To mark this anniversary the current Archbishop of Westminster, Cardinal Vincent Nichols, will journey to Sunbury to lead the celebrations with Mass in the church on Sunday 19th May.

The church itself was the vison of one man, the parish priest Father James Richardson Browne. Father Browne arrived at the then Sunbury Mission in 1867 and was appalled to see the crowded cramped conditions the local Catholic population, which numbered nearly 600, had available to them for the celebration of Mass.

The chapel, at Laurel Cottages, just north east of Sunbury Station, had been converted from a stable for use as a schoolroom during the week and a chapel on Sundays.

In a letter to the Catholic newspaper The Tablet appealing for donations to build a permanent church Father Browne, described the chapel as “poor in all respects, with few benches, altar-furniture of the most ordinary kind, bare and naked walls, and is in every way unworthy of a mission so near to London”.

Most of the Catholic population of Sunbury were of Irish origin, their families having left Ireland a generation before to escape the infamous Irish potato famine of 1846 to 1848. They laboured in the market gardening operations that were prevalent in Sunbury, or on building the railway and the waterworks at Hampton. Many of these families were not able to give a money but instead gave by donating their labour, often toiling after a full day’s work.

By July 1868 the groundwork for the new church was dug and the foundations had been laid by the volunteers, under the supervision of a Mr John Desmond. By July 1868 the work had progressed sufficiently for Archbishop Manning to visit the
parish on 21 July 1868 to lay the foundation stone.
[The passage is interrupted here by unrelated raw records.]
PR #2146, opened 2026-06-09
Fix compat with vscode

superm1:
VScode has two problems.
1) The bearer token parser can have problems
2) It appends ":latest" to the model which we don't need.

### DIFF
--- a/.github/workflows/cpp_server_build_test_release.yml
+++ b/.github/workflows/cpp_server_build_test_release.yml
@@ -511,6 +511,20 @@ jobs:
           .venv/bin/python test/server_webapp.py --cli-binary ./build/lemonade
           echo "Web-app tests PASSED!"
 
+      - name: Run model name normalization tests (unsigned path)
+        if: steps.check_signing.outputs.has_signing != 'true'
+        shell: bash
+        env:
+          LEMONADE_CI_MODE: "True"
+          PYTHONIOENCODING: utf-8
+          HF_HOME: ${{ github.workspace }}/hf-cache
+          GGML_METAL_NO_RESIDENCY: "1"
+        run: |
+          set -e
+          echo "Running model name normalization tests (:latest suffix)..."
+          .venv/bin/python test/test_model_name_normalization.py --cli-binary ./build/lemonade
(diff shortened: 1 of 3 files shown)


fl0rianr (changes requested):
Thanks for the fix, great catch! I will test later if this actually solves a long term bug I have with vscode.

Now to  the Authorization-header guard looks reasonable.
But I think the `:latest` handling should be centralized before merge. Right now auto_load_model_if_needed() normalizes the name for loading, and handle_chat_completions() normalizes the request before forwarding, but handle_completions() still forwards the original model name/body. Since the Router extracts `model` again from the request when selecting the loaded server, a request like `foo:latest` can load `foo` and then fail routing as `foo:latest`.

There is also an edge case for collection models: the collection branch in handle_chat_completions() checks model_exists(requested_model) before the new request-level normalization, so `collection:latest` can skip the collection orchestrator path.

Could we add a small shared helper, e.g. normalize_client_model_name(), and apply it consistently before model_manager/router lookups and before forwarding request payloads?
What do you think about a regression test for /chat/completions and /completions with `model: "<known-model>:latest"` which could make this much safer?

fl0rianr (approved):
Thanks! looks good now.

Small nit: For the test, error message is tolerated as ok, we could check is message chunks contain "error".

fl0rianr:
Thanks for the quick follow-up — the model-name normalization logic now looks good to me. It is applied before the relevant lookups/forwarding paths, /v1/completions is covered as well, and the streaming regression tests now also guard against SSE error chunks.

One small CI-related issue remains: the new test file currently ends with `run_server_tests()` without passing the required test class. This causes the failing workflow error:

```text
TypeError: run_server_tests() missing 1 required positional argument: 'test_class'
```

Could you update the test entrypoint to pass the class explicitly, e.g.:

```python
def main():
    run_server_tests(
        ModelNameNormalizationTest,
        description="MODEL NAME NORMALIZATION TESTS",
    )

if __name__ == "__main__":
    main()
```

After that rerun, I think CI will be green (as far as you can say that atm)

PR #2147, opened 2026-06-09
fix: ensure whisper.cpp and other backends load correctly in systemd environments

### LINKED ISSUE #2083: whisper.cpp fails to load models when lemond is executed as a systemd service
### Platform

Linux/Arch

### Lemonade Version

10.6.0

### GPU / APU Model

Strix Halo

### Component

whisper.cpp

### Bug Description

When we run lemonade using the systemd service unit, whisper.cpp fails to load models because the XDG_RUNTIME_DIR environment variable is missing for the system user. Adding the following lines fixes it but it might not be the best solution.

```
RuntimeDirectory=lemonade
RuntimeDirectoryMode=0700
Environment="XDG_RUNTIME_DIR=/run/lemonade"
```
related to #1254 
cc @abn 

### Steps to Reproduce

1. Run lemond as a systemd service
2. Try to run a whisper.cpp model

_No response_

### Log Output

```shell
[Info] (Server) Ensuring model loaded: Whisper-Large-v3-Turbo
[Error] (Router) Failed to load model: Unable to resolve writable runtime directory from XDG_RUNTIME_DIR
```

### Additional Context

_No response_

clemperorpenguin:
### Description
This PR addresses an issue where `lemond` and its backend subprocesses (like `whisper.cpp`) crash when running as a `systemd` background service without `XDG_RUNTIME_DIR` provisioned.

As noted by The Tablet at the time, this ritual was a cause of great celebration for the parish. The ceremony was attended by many who had donated to the cause. A significant number came from London, as Sunbury was now easily accessible by the newly built railway line.

The Archbishop addressed those present and praised them for being “true children of the Catholic Church by toiling to raise a Sanctuary”. He also appealed for alms for the church and the collection raised an impressive £34 14 shillings.

Less than a year later Archbishop Manning returned to open formally the church on 23 May 1869 – Trinity Sunday. The Archbishop was full of congratulations for Father Browne and the congregation. He again praised “the laboring men who of course had not much money to contribute”.